» WORK REQUIRED
Where the listing below reaches the line containing "When vnu.jar is", start writing out lines exactly, and stop once the line containing "There’s no way" has been written.

» RECORDS SHOWN
>>>>

PR #1078, opened 2019-02-15
test utility function for HTML linting with tests

escattone:
The main thrust of this PR is that it adds a `lintHTML()` test utility function -- which uses the [npm package](https://www.npmjs.com/package/vnu-jar) of the [Nu HTML Checker (v.Nu)](https://github.com/validator/validator) -- that can be used within the tests for many of the KumaScript macros (thanks to @wbamberg for that idea). I debated (and waffled) on whether I should make `lintHTML()` synchronous or asynchronous. I originally made it asynchronous, but decided in the end that it wasn't worth the extra mental/coding complexity given that its target environment was the test suite. I'd be happy to switch it back, or add it as an additional choice, if others disagree with that decision.

It also adds a new macro test (for the `AddonSidebar.ejs` macro) because I wanted to use `lintHTML()` at least once before submitting it for review. The tests for the `AddonSidebar.ejs` macro, however, go quite a bit further than just using `lintHTML()` (maybe too far, in the sense that it was a lot of work to understand and select an appropriate level of detail to test -- I'm hoping @wbamberg can guide me on that).

I also made two small tweaks to the `AddonSidebar.ejs` macro:
- I updated the Stack Overflow link to use `https` instead of `http`
- I stopped adding `closed` as an attribute to one of the `<details>` elements, since it's technically not a legal attribute for that element type and `lintHTML()` flags it as an error

This PR depends on https://github.com/mozilla/kuma/pull/5253 to add the JRE to the KumaScript Docker image, but since that has already been reviewed and merged, we're good to go there.

### DIFF
--- a/macros/AddonSidebar.ejs
+++ b/macros/AddonSidebar.ejs
@@ -9,7 +9,7 @@ function currentPageIsUnder(root) {
   if (slug && slug.indexOf(rootSlug) != -1) {
     return 'open';
   }
-  return 'closed';
+  return '';
 }
 
 var text = mdn.localStringMap({
@@ -439,7 +439,7 @@ var text = mdn.localStringMap({
         <ol>
           <li><a href="https://blog.mozilla.org/addons"><%=text['Blog']%></a></li>
           <li><a href="https://discourse.mozilla.org/c/add-ons"><%=text['Forums']%></a></li>
-          <li><a href="http://stackoverflow.com/questions/tagged/firefox-addon">Stack Overflow</a></li>
+          <li><a href="https://stackoverflow.com/questions/tagged/firefox-addon">Stack Overflow</a></li>
           <li><a href="<%=baseURL%>#Contact_us"><%=text['#Contact_us']%></a></li>
         </ol>
       </details>
--- a/tests/macros/addonsidebar.test.js
+++ b/tests/macros/addonsidebar.test.js
@@ -5,13 +5,15 @@ const url = require('url');
 
 const { JSDOM } = require('jsdom');
 
-const { beforeEachMacro,
-        describeMacro,
-        itMacro,
-        lintHTML } = require('./utils');
+const {
+    beforeEachMacro,
+    describeMacro,
+    itMacro,
+    lintHTML
+} = require('./utils');
 
 const SUMMARIES = {
-    'en-US': new Set([
+    'en-US': [
         'Getting started',
         'Concepts',
         'User interface',
@@ -24,12 +26,12 @@ const SUMMARIES = {
         'Publishing add-ons',
         'Distributing add-ons',
         'Channels'
-    ]),
-    'fr': new Set([
+    ],
+    fr: [
         'Démarrage',
         'Concepts',
         'Interface Utilisateur',
-        'Mode d\'emploi',
+        "Mode d'emploi",
         'Portage',
         'Déroulement avec Firefox',
         'Les API JavaScript',
@@ -38,8 +40,8 @@ const SUMMARIES = {
         'Publication de votre extension',
         'Distribuer votre module',
         'Canaux de discussions'
-    ]),
-    'ja': new Set([
+    ],
+    ja: [
         '始めましょう',
         '概念',
         'ユーザーインターフェイス',
@@ -52,7 +54,7 @@ const SUMMARIES = {
         'アドオンを公開する',
         'アドオンの配布',
         'チャンネル'
-    ]),
+    ]
 };
 
 const MANIFEST_SLUG = 'Mozilla/Add-ons/WebExtensions/manifest.json';
@@ -90,14 +92,14 @@ function getMockResultForFetchJSONResource(doc_url) {
                 subpages: [],
                 slug: `${MANIFEST_SLUG}/version`,
                 title: 'version'
-            },
+            }
         ],
         slug: MANIFEST_SLUG,
         title: 'manifest.json'
     };
 }
 
-function checkSidebarDom(html, locale, is_under_web_ext_api=false) {
+function checkSidebarResult(html, locale, isUnderWebExtAPI = false) {
     // Lint the HTML
     expect(lintHTML(html)).toBeFalsy();
     const dom = JSDOM.fragment(html);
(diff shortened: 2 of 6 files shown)


tests/macros/addonsidebar.test.js
```diff
@@ -0,0 +1,168 @@
+/**
+ * @prettier
```
davidflanagan: It looks like prettier has actually been run (with `npm run format`) on this file. But just want to check, because I often forget to do it, and we have not automated it at all.)

tests/macros/addonsidebar.test.js
```diff
@@ -0,0 +1,168 @@
...
+        section.querySelectorAll('ol > li.toggle').length
+    ).toEqual(SUMMARIES[locale].size);
+    // Check that all links reference the proper locale or use https
+    const num_total_links = section.querySelectorAll('a[href]').length;
+    const num_valid_links = section.querySelectorAll(
+        `a[href^="/${locale}/docs/Mozilla/Add-ons"], a[href^="https://"]`
+    ).length;
+    expect(num_valid_links).toEqual(num_total_links);
+    // Check that one of the list item's details are open by default (or not)
+    const details_open = section.querySelector(
```
davidflanagan: Might be better to use querySelectorAll() and then check the length of the returned array. That way you could also test that there was not more than one open?

tests/macros/addonsidebar.test.js
```diff
@@ -0,0 +1,168 @@
...
+                slug: `${MANIFEST_SLUG}/version`,
+                title: 'version'
+            },
+        ],
+        slug: MANIFEST_SLUG,
+        title: 'manifest.json'
+    };
+}
+
+function checkSidebarDom(html, locale, is_under_web_ext_api=false) {
```
davidflanagan: You're outing yourself as a Python programmer with all the underscores. :-)

I don't object to that style, and given that this is a test, I don't think it  is something you need to change.

tests/macros/addonsidebar.test.js
```diff
@@ -0,0 +1,168 @@
...
+        'ol > li.toggle > details[open]'
+    );
+    if (is_under_web_ext_api) {
+        expect(details_open).toBeTruthy();
+    } else {
+        expect(details_open).toBeFalsy();
+    }
+    // Check a sample of the DOM for localized content
+    for (const node of section.querySelectorAll('summary')) {
+        expect(SUMMARIES[locale].has(node.textContent)).toBe(true);
```
davidflanagan: If you made the summaries into ordinary arrays instead of sets, you could write `expect(SUMMARIES[locale]).toContain(node.textContent)`.

Just sayin', not a change that feels necessary.

tests/macros/addonsidebar.test.js
```diff
@@ -0,0 +1,168 @@
...
+
+describeMacro('AddonSidebar', function() {
+    beforeEachMacro(function(macro) {
+        // Mock calls to template('WebExtAPISidebar', [])
+        macro.ctx.template = jest.fn((macro, args) => {
+            // This template will be tested on its own, so nothing needed here.
+            return '';
+        });
+        // Mock calls to MDN.fetchJSONResource(doc_url)
+        macro.ctx.MDN.fetchJSONResource = jest.fn((doc_url) => {
```
davidflanagan: I think you don't need the arrow function here and can just pass getMockResultForFetchJSONResource as the argument to jest.fn()

tests/macros/utils.js
```diff
@@ -154,11 +158,44 @@ function afterEachMacro(teardown) {
...
+function lintHTML(html, fragment=true) {
+    if (fragment) {
+        html = `<!DOCTYPE html>
+                <html>
+                <head><title>test</title></head>
+                <body>${html}</body>
+                </html>`;
+    }
+    try {
+        execSync(`java -jar ${vnu} --errors-only --format text -`, {
```
davidflanagan: How long does it take to fire up the java process? If you start writing a lot of tests that use it, is it going to make the test suite slow? 

Is there a way to set this up to create the process on the first call and then keep it open and reuse it for subsequent calls? (I'm guessing that would work even though Jest runs tests in parallel... presumably there would be one Java process for each of Jest's child execution contexts, though I'm not really sure how that works.)

Not something to block on, but just wondering about the future of this.

I think you made the right decision keeping this synchronous... If it was async, you might end up with a bunch of tests all trying to start up java processes at the same time.

tests/macros/utils.test.js
```diff
@@ -0,0 +1,40 @@
...
+        title: 'with an illegal value for a link attribute',
+        html: '<a href="https://example.com" rel="xxx">an example</a>',
+        error: 'Bad value “xxx” for attribute “rel” on element “a”'
+    },
+];
+
+describe('test lintHTML function', function() {
+    for (let test of ERROR_TEST_CASES) {
+        it(test.title, function() {
+            expect(lintHTML(test.html)).toEqual(
```
davidflanagan: I think you can just use toContain() here

tests/macros/utils.test.js
```diff
@@ -0,0 +1,40 @@
...
+                expect.stringContaining(test.error)
+            );
+        });
+    }
+    it('with valid HTML input', async function() {
```
davidflanagan: You don't need the async, do you?

macros/AddonSidebar.ejs
```diff
@@ -9,7 +9,7 @@ function currentPageIsUnder(root) {
   if (slug && slug.indexOf(rootSlug) != -1) {
     return 'open';
   }
-  return 'closed';
+  return '';
```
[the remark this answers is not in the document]
escattone: Thanks for checking that! I had thought about that possibility after I quit last night, but failed to remember it this morning! 😃

tests/macros/addonsidebar.test.js
```diff
@@ -0,0 +1,168 @@
...
+    expect(
+        section.querySelectorAll('ol > li.toggle').length
+    ).toEqual(SUMMARIES[locale].size);
+    // Check that all links reference the proper locale or use https
+    const num_total_links = section.querySelectorAll('a[href]').length;
+    const num_valid_links = section.querySelectorAll(
+        `a[href^="/${locale}/docs/Mozilla/Add-ons"], a[href^="https://"]`
+    ).length;
+    expect(num_valid_links).toEqual(num_total_links);
+    // Check that one of the list item's details are open by default (or not)
```
wbamberg: As far as I can tell, this bit is testing specifically that if the slug is under 'WebExtensions/API' then the 'JavaScript APIs' summary is open, and that otherwise the summaries are all closed.

If this is right then I think it would be clearer to say that in this comment (and also perhaps in the test, to test that the open summary is in fact  'JavaScript APIs').

tests/macros/addonsidebar.test.js
```diff
@@ -0,0 +1,168 @@
...
+}
+
+describeMacro('AddonSidebar', function() {
+    beforeEachMacro(function(macro) {
+        // Mock calls to template('WebExtAPISidebar', [])
+        macro.ctx.template = jest.fn((macro, args) => {
+            // This template will be tested on its own, so nothing needed here.
+            return '';
+        });
+        // Mock calls to MDN.fetchJSONResource(doc_url)
```
wbamberg: It wasn't obvious to me that (from the point of view of AddonSidebar) this is mocking `tree` (https://github.com/mdn/kumascript/blob/master/macros/AddonSidebar.ejs#L390). I think it would be helpful to mention that here.

tests/macros/addonsidebar.test.js
escattone: That's for sure! 😃 I honestly didn't even think twice about this, and now I see how incongruent it is! I'll change this to camel case.

tests/macros/addonsidebar.test.js
escattone: Doh, missed that! Thanks!

tests/macros/utils.test.js
escattone: Good catch, cruft leftover from when I had `lintHTML()` as an asynchronous function.

tests/macros/utils.test.js
escattone: Oh? Cool, that's simpler so I'll give that a try.

tests/macros/addonsidebar.test.js
escattone: I have not run `prettier`, but I'll do that and see if anything changes, thanks!

tests/macros/addonsidebar.test.js
escattone: I like your idea better since if this fails, it'll produce a better error message.

tests/macros/utils.js
escattone: Thanks for recording your thoughts on this. I had thought of these issues as well, and come to the same conclusion. I suspect `lintHTML()` will be used heavily, so it's something we may have to consider soon. I've used [Python's built-in process pool](https://docs.python.org/2/library/multiprocessing.html#using-a-pool-of-workers) for things like this, and wondered if Node.js had something similar. I saw [this](https://www.npmjs.com/package/workerpool) npm package that looked promising.

tests/macros/utils.test.js
escattone: You're right on, thanks. Reading [this](https://jestjs.io/docs/en/expect#tocontainitem) again, I see that it's explicitly stated in the docs (`.toContain can also check whether a string is a substring of another string.`) which I missed when I first read it.

tests/macros/utils.js
sideshowbarker: > How long does it take to fire up the java process?

When vnu.jar is invoked from the command line, it takes about 2 seconds in total to start up the java process and then load the HTML5 schema and other init steps.

> Is there a way to set this up to create the process on the first call and then keep it open and reuse it for subsequent calls?

There’s no way to do that when invoking vnu.jar for command-line checking. There is a way to do it by instead starting the validator as a persistent web server, in which case there’s an HTTP/REST API that can be used to send documents to it one-by-one for checking and get the results back.

That avoids paying the java/init startup cost for each document request but has other tradeoffs — including that the exit code doesn’t automatically get set the way it does when invoking vnu.jar from the command-line (that is, if the validator finds any errors in a document when you check it from the command-line, when the process exits, it exits with a non-zero exit status — whereas if the document has no errors, it exits zero).

However, since, when invoking vnu.jar for command-line-checking, you can send documents to it in batches, you can also avoid paying the java/init startup cost by queuing/buffering up the documents and then feeding them to vnu.jar just once as a set.

But I guess that alternative may not be a good fit for the test harness here.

<<<<

» YOUR RESPONSE
When vnu.jar is invoked from the command line, it takes about 2 seconds in total to start up the java process and then load the HTML5 schema and other init steps.

> Is there a way to set this up to create the process on the first call and then keep it open and reuse it for subsequent calls?

There’s no way to do that when invoking vnu.jar for command-line checking. There is a way to do it by instead starting the validator as a persistent web server, in which case there’s an HTTP/REST API that can be used to send documents to it one-by-one for checking and get the results back.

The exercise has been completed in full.